Cytoskeleton-mediated autophagy regulation in neuroimmune contexts: molecular mechanisms and functional perspectives.

Abstract

This review systematically summarizes the central roles and molecular mechanisms of the cytoskeletal system-including actin filaments, microtubules (MT), intermediate filaments, and the Septin family-in the regulation of autophagy. The cytoskeleton not only provides a structural framework and facilitates transport for the autophagic process but also acts as a dynamic signaling hub, participating in every stage from autophagosome formation and cargo recognition to targeted trafficking and autophagosome-lysosome fusion. Actin filaments regulate the initiation of autophagy through dynamic assembly, Arp2/3-mediated nucleation, and mechanosensing.

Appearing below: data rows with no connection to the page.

PR #463, opened 2026-02-04
Add slots for abort management

marcoscaceres:
Add two new slots maintained by the credential request coordinator: an abort signal and an abort algorithm. This is to manage removal of the algorithm from the appropriate signal.

- [ ] <del>Modified Web platform tests</del> - not testable.

Implementation commitment:

- [X] [WebKit](https://github.com/WebKit/WebKit/pull/57819)
- [ ] Chromium
- [ ] Gecko (link to issue)

Documentation and checks

- [ ] Affects privacy
- [ ] Affects security
- [ ] Pinged MDN
- [ ] Updated Explainer

***
<a href="https://pr-preview.s3.amazonaws.com/w3c-fedid/digital-credentials/pull/463.html" title="Last updated on Feb 18, 2026, 11:48 PM UTC (def35ee)">Preview</a> | <a href="https://pr-preview.s3.amazonaws.com/w3c-fedid/digital-credentials/463/c35a8a8...def35ee.html" title="Last updated on Feb 18, 2026, 11:48 PM UTC (def35ee)">Diff</a>

### DIFF
--- a/index.html
+++ b/index.html
@@ -799,6 +799,24 @@
           <li>If the [=credential request coordinator=]'s [=credential request
           coordinator/active promise=] is not |promise|, then return.
           </li>
+          <li>Let |signal| be the [=credential request coordinator=]'s
+          [=credential request coordinator/abort signal=].
+          </li>
+          <li>Let |abortAlgorithm| be the [=credential request coordinator=]'s
+          [=credential request coordinator/abort algorithm=].
+          </li>
+          <li>If |signal| is not `null` and |abortAlgorithm| is not `null`:
+            <ol>
+              <li>[=AbortSignal/Remove=] |abortAlgorithm| from |signal|.
+              </li>
+            </ol>
+          </li>
+          <li>Set the [=credential request coordinator=]'s [=credential request
+          coordinator/abort signal=] to `null`.
+          </li>
+          <li>Set the [=credential request coordinator=]'s [=credential request
+          coordinator/abort algorithm=] to `null`.
+          </li>
           <li>[=Reject=] |promise| with |error|.
           </li>
           <li>Set the [=credential request coordinator=]'s [=credential request


index.html
```diff
@@ -669,6 +669,16 @@ <h2>
...
+    <p>
+      The [=credential request coordinator=] maintains an <dfn data-dfn-for=
+      "credential request coordinator">abort signal</dfn>, which the user agent
+      initializes as `null`.
+    </p>
+    <p>
+      The [=credential request coordinator=] maintains an <dfn data-dfn-for=
+      "credential request coordinator">abort algorithm</dfn>, which the user
+      agent initializes as `null`.
+    </p>
```
mohamedamir, line 690: I am sorry, but why is this needed?

marcoscaceres: Sorry, I should have provided more context. The reason this is needed is that [[=AbortSignal/add=]](https://dom.spec.whatwg.org/#abortsignal-add) doesn't return a handle or ID for the algorithm that gets added. So, when it come time to remove that algorithm, the only way to [[=AbortSignal/remove=]](https://dom.spec.whatwg.org/#abortsignal-remove) it is to pass it ( the "abort algorithm") in:

> To remove an algorithm |algorithm| from an [AbortSignal](https://dom.spec.whatwg.org/#abortsignal) signal, [remove](https://infra.spec.whatwg.org/#list-remove) algorithm from signal’s [abort algorithms](https://dom.spec.whatwg.org/#abortsignal-abort-algorithms).

Thus, the above basically represents a weak pointer to the abort algorithm, that we can then use to remove it.

marcoscaceres: @mohamedamir, I added the actual removal below, for when "Complete credential request with error" runs. Hopefully that makes more sense. 

See "prepare" for where the algorithm is added.

mohamedamir: I honestly Marcos, I find this an implementation detail that doesn't add value to the spec, but rather makes the algorithm harder to follow.
Maybe we should discuss in our next 1:1?

marcoscaceres: Sorry if it not clear. This is definitely not an implementation detail though. It defines what happens if the abort signal is called after the promise resolves. 

Per the (DOM) abort controller spec, one needs to define this to use an abort controller. Otherwise signals can stomp on each other. Have a read of:
https://dom.spec.whatwg.org/#abortcontroller-api-integration

Should hopefully help clarify this.

marcoscaceres: Just also want to note that I'm not just documenting what WebKit does here... it was the specification writing process that found a real bug. 

The promise-identity guard ensures correctness (an abort from an earlier signal can’t affect a later operation). The reason we still want to specify removal is lifecycle: the spec explicitly adds an abort algorithm on a potentially long-lived signal, and without defining *removal* it leads to accumulating abort steps and running them later even if they no-op.

In other words, finished operations shouldn’t leave callbacks registered forever and why AbortSignal has both **add** and **remove** steps defined: thus, as we add the abort algorithm during setup, we remove it during completion.

Hope that helps!

mohamedamir: Thanks a lot @marcoscaceres  for the explanation!
TIL

timcappalli (approved):

PR #454, opened 2026-01-28
Require support for all presentation protocols

marcoscaceres:
Closes #439
Closes #474

Requires a user agent to support every presentation protocol listed in the table, rather than a subset, so a verifier can rely on the API whichever credential format or request mode it uses. Issuance protocol support stays recommended.

The following tasks have been completed:

- [x] [Modified Web platform tests](https://github.com/web-platform-tests/wpt/pull/57557)

Implementation commitment:

- [x] WebKit: https://bugs.webkit.org/show_bug.cgi?id=317545
- [ ] Chromium (link to issue)
- [ ] Gecko (link to issue)

Documentation and checks

- [ ] Affects privacy
- [x] Affects security
- [ ] Pinged MDN
- [ ] Updated Explainer
- [ ] Updated digitalcredentials.dev

***
<a href="https://pr-preview.s3.amazonaws.com/w3c-fedid/digital-credentials/pull/454.html" title="Last updated on Aug 19, 2026, 10:53 PM UTC (194fe45)">Preview</a> | <a href="https://pr-preview.s3.amazonaws.com/w3c-fedid/digital-credentials/454/ae8abce...194fe45.html" title="Last updated on Aug 19, 2026, 10:53 PM UTC (194fe45)">Diff</a>

PR #474, opened 2026-03-09
All requests must go to client platform for cross-device

timcappalli:
Updates PR #454 to mandate sending requests to the client platform to support cross-device

[protocol-filtering-openid4vp.https.html](https://github.com/web-platform-tests/wpt/blob/master/digital-credentials/protocol-filtering-openid4vp.https.html) and [protocol-filtering-mdoc.https.html](https://github.com/web-platform-tests/wpt/blob/master/digital-credentials/protocol-filtering-mdoc.https.html) currently assert that a request whose protocol the user agent does not allow is filtered out, and that the call rejects with a `TypeError` when none survive. Those tests would need updating to match this requirement.

Implementation commitment:

- [ ] WebKit (link to issue)
- [ ] Gecko (link to issue)

WebKit and Chromium both drop requests with unsupported protocols before dispatching to the platform, so this would be a behavior change in both.

Documentation and checks

- [ ] Affects privacy
- [ ] Affects security
- [ ] Pinged MDN
- [ ] Updated Explainer

***
<a href="https://pr-preview.s3.amazonaws.com/w3c-fedid/digital-credentials/pull/474.html" title="Last updated on Aug 19, 2026, 3:08 AM UTC (af949d4)">Preview</a> | <a href="https://pr-preview.s3.amazonaws.com/w3c-fedid/digital-credentials/474/836e32e...af949d4.html" title="Last updated on Aug 19, 2026, 3:08 AM UTC (af949d4)">Diff</a>

### DIFF
--- a/index.html
+++ b/index.html
@@ -574,12 +574,12 @@
       supported presentation and issuance protocols=].
     </p>
     <p>
-      If a [=user agent=] does not support any {{DigitalCredentialGetRequest}}
-      or {{DigitalCredentialCreateRequest}} objects within the
-      {{DigitalCredentialRequestOptions/requests}} member, it MUST pass
-      the entire DigitalCredentialRequestOptions value to the
-      underlying client platform, or appropriate internal mechanism,
-      for cross-device handling.
+      [=User agents=] MUST pass the entire DigitalCredentialRequestOptions
+      value to the underlying client platform, or appropriate internal mechanism,
+      for cross-device handling, regardless of whether the user agent itself
+      supports the protocol(s) specified in the request options. This allows
+      the platform to determine whether the request can be handled on a different
+      device, even if the current user agent does not support the protocol(s).
     </p>
     <aside class="note" title="Checking which protocols a user agent allows">
       <p>
--- a/index.html
+++ b/index.html
@@ -574,8 +574,8 @@
       supported presentation and issuance protocols=].
     </p>
     <p>
-      [=User agents=] MUST pass the entire DigitalCredentialRequestOptions
-      value to the underlying client platform, or appropriate internal mechanism,
+      [=User agents=] MUST pass the entire `DigitalCredentialRequestOptions`
+      value to the underlying client platform, or appropriate internal mechanism
       for cross-device handling, regardless of whether the user agent itself
       supports the protocol(s) specified in the request options. This allows
       the platform to determine whether the request can be handled on a different
--- a/index.html
+++ b/index.html
@@ -567,11 +567,19 @@
       defined by this specification.
     </p>
     <p>
-      A [=user agent=] MUST implement at least one of the [=digital
+      A [=user agent=] MUST directly implement at least one of the [=digital
       credential/presentation protocols=] &mdash; and it is RECOMMENDED
       that they implement <em>all</em> [=digital credential/presentation
       and issuance protocols=] &mdash; listed in the [=table of
       supported presentation and issuance protocols=].
+    </p>
+    <p>
+      If a [=user agent=] does not support any {{DigitalCredentialGetRequest}}
+      or {{DigitalCredentialCreateRequest}} objects within the
+      {{DigitalCredentialRequestOptions/requests}} member, it MUST pass
+      the entire DigitalCredentialRequestOptions value to the
+      underlying client platform, or appropriate internal mechanism,
+      for cross-device handling.
     </p>
     <aside class="note" title="Checking which protocols a user agent allows">
       <p>
--- a/index.html
+++ b/index.html
@@ -567,7 +567,7 @@
       defined by this specification.
     </p>
     <p>
-      A [=user agent=] MUST directly implement at least one of the [=digital
+      A [=user agent=] MUST implement at least one of the [=digital
       credential/presentation protocols=] &mdash; and it is RECOMMENDED
       that they implement <em>all</em> [=digital credential/presentation
       and issuance protocols=] &mdash; listed in the [=table of


index.html
```diff
@@ -567,12 +567,20 @@ <h2 id="protocols">
...
       and issuance protocols=] &mdash; listed in the [=table of
       supported presentation and issuance protocols=].
     </p>
+    <p>
+      If a [=user agent=] does not support any {{DigitalCredentialGetRequest}}
+      or {{DigitalCredentialCreateRequest}} objects within the
+      {{DigitalCredentialRequestOptions/requests}} member, it MUST pass
+      the entire DigitalCredentialRequestOptions value to the
+      underlying client platform, or appropriate internal mechanism,
+      for cross-device handling.
```
c2bo: I agree that it makes sense to require forwarding if the user agent does not support the request, but shouldn't this always be an option provided to the user? Would something in this direction make sense?

```suggestion
      If a [=user agent=] does not support any {{DigitalCredentialGetRequest}}
      or {{DigitalCredentialCreateRequest}} objects within the
      {{DigitalCredentialRequestOptions/requests}} member, or upon request by
      the user, it MUST pass the entire DigitalCredentialRequestOptions value
      to the underlying client platform, or appropriate internal mechanism,
      for cross-device handling.
```

index.html
```diff
@@ -573,6 +573,14 @@ <h2 id="protocols">
       and issuance protocols=] &mdash; listed in the [=table of
       supported presentation and issuance protocols=].
     </p>
+    <p>
+      [=User agents=] MUST pass the entire DigitalCredentialRequestOptions
+      value to the underlying client platform, or appropriate internal mechanism,
+      for cross-device handling, regardless of whether the user agent itself
+      supports the protocol(s) specified in the request options. This allows
+      the platform to determine whether the request can be handled on a different
+      device, even if the current user agent does not support the protocol(s).
```
```suggestion
      [=User agents=] MUST pass the entire `DigitalCredentialRequestOptions`
      value to the underlying client platform, or appropriate internal mechanism
      for cross-device handling, regardless of whether the user agent itself
      supports the protocol(s) specified in the request options. This allows
      the platform to determine whether the request can be handled on a different
      device, even if the current user agent does not support the protocol(s).
```

index.html
```diff
@@ -573,6 +573,14 @@ <h2 id="protocols">
...
       supported presentation and issuance protocols=].
     </p>
+    <p>
+      [=User agents=] MUST pass the entire `DigitalCredentialRequestOptions`
+      value to the underlying client platform, or appropriate internal mechanism
+      for cross-device handling, regardless of whether the user agent itself
+      supports the protocol(s) specified in the request options. This allows
+      the platform to determine whether the request can be handled on a different
+      device, even if the current user agent does not support the protocol(s).
+    </p>
```
mohamedamir, line 583: IMHO, this paragraph makes sense, but I think it should replace the one above. Having both is confusing and doesn't add much I think!

dlongley: It seems to me that the paragraphs should be combined somehow to cover the case that the user agent might want to handle the request for protocols it supports, but for those it does not want to handle itself, it must pass on.

index.html
```diff
@@ -573,6 +573,14 @@ <h2 id="protocols">
       and issuance protocols=] &mdash; listed in the [=table of
       supported presentation and issuance protocols=].
     </p>
+    <p>
+      [=User agents=] MUST pass the entire `DigitalCredentialRequestOptions`
```
marcoscaceres, line 577:
```suggestion
      [=User agents=] MUST pass the entire {{DigitalCredentialRequestOptions}}
```

index.html
marcoscaceres: Right. This needs to go into the one of the algorithms. Particularly in "prepare" one has the |validatedRequests|, which filters out the unknown ones, so this statement somewhat conflates what the algorithm already does (it passes everything that is valid and supported already).

@timcappalli, can you take a look at the appropriate steps in "prepare" and then how the |validatedRequests| get sent to the "present"? I think needs to hook into there. 

Note however that if there's no platform support, a request can't be passed to the platform. So, even if the browser engine tries to passed it to the platform, the platform will just drop it on the floor (e.g., the [Identity Document Services Framework](https://developer.apple.com/documentation/IdentityDocumentServices) only supports [`ISO18013MobileDocumentRequest`](https://developer.apple.com/documentation/identitydocumentservices/iso18013mobiledocumentrequest)  so it's technically impossible for WebKit to meet this requirement until that changes). 

The spec technically says this is [out of scope](https://www.w3.org/TR/digital-credentials/#scope): 

> Functionality outside the [user agent](https://infra.spec.whatwg.org/#user-agent) is out of scope, including **platform-specific frameworks, native operating system APIs**, standalone applications, and hardware components that store, manage, or process [digital credentials](https://www.w3.org/TR/digital-credentials/#dfn-digital-credential). This includes the user interface and user interactions for selecting a specific credential and obtaining the user's permission to forward a request to the user-selected wallet.

index.html
marcoscaceres: The unknown requests get dropped on the floor: just want to be clear that what needs to be said is “give mDoc and OpenID”… as written, it suggests anything goes.

If the purpose is to try to say an implementation MUST pass OpenID or 18013 requests to the platform in the hope it will pass requests cross-platform, it’s problematic because the platform doesn’t know what to do with such requests. 

That’s the situation today in Safari going through the OS-provide framework. The OS will just reject the request because it doesn’t know what to do or how to send the unknown request cross platform. That’s outside the scope of the spec though.

c2bo: We had a bit of a discussion on this yesterday. My current understanding is that the browser is not in control of the platform, but it should imho, upon the request of the user or if it cannot answer that request type provide the request to underlying layer. If that underlying layer cannot deal with the request, then that is how it is - but at least the expected behaviour for the browser is defined.

Currently we have a too strong coupling of layers imho. Adding support on OS level is another discussion to be had, but that seems to be clearly outside of the scope for this document. With the current text the expectations towards Browsers are at least somewhat clear - that is to forward under certain conditions (user choice & can't answer on its own).

marcoscaceres: It's difficult because, in WebKit, I could hypothetically parse and process an entire OpenID4VP request, but then it would get to where it gets handed off to the OS, but it just gets dropped on the floor (actually, results in a `NotSupportedError`). 

That was partially the original code that I had in WebKit... but because it was dead code (the OS couldn't do anything with it... and there is no way to pass it along!), I removed it. See https://github.com/WebKit/WebKit/pull/55468 ([this in particular](https://github.com/WebKit/WebKit/pull/55468/changes#diff-f927bc80699c5ef8498ec8a1f50a03836ccb860e9b4c69136b3890974f67efe7L380-L382))... we don't want to be shipping dead code in WebKit (or in any software really). 

So, mandating it (as a MUST) doesn't buy anyone anything because if the OS/Platform doesn't support taking arbitrary/OpenID4VP requests, there's not much WebKit can do about it.

c2bo: The expectations towards a browser implementation should still be clearly stated in this document. For me, a requirement to forward the request to OS / cross-device upon user request or if unsupported sounds like a very reasonable requirement.

Whether that requirement is currently fulfilled by the different implementations is another discussion.

marcoscaceres: Right, but that’s literally impossible to do today: There is no means to represent and pass an OpendID4VP request to the OS on Apple’s platforms.

That makes the ask unreasonable and not implementable, no matter how reasonable the ask in the spec might be. It would mean WebKit having to implement the entire CTAP stack, which is not a requirement for any format nor of this specification. 

The only way to reasonably do it would be for the OS to support accepting Openid4VP requests; but mandating conformance requirements on the OS is outside the scope of this specification.

Thus inclusion of such a requirement would yield a Formal Objection on the grounds that it’s not implementable, and that the requirement falls outside the scope of the specification.

index.html
marcoscaceres: Ah, this is not in the right place. This needs to be part of one of the algorithms as to exactly when to pass this.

Microtubules drive the transport and localization of autophagosomes by relying on "dynamic instability" and the "tubulin code". Intermediate filaments-such as vimentin-and septins influence autophagy flux by maintaining organelle integrity, forming molecular scaffolds, and establishing diffusion barriers on membranes. This review further discusses the functional implications of this regulatory network in diverse physiological and pathological neuroimmune contexts, including neurodegeneration and aging. Finally, we highlight that targeting the cytoskeleton-autophagy interaction axis may offer novel therapeutic strategies for related diseases.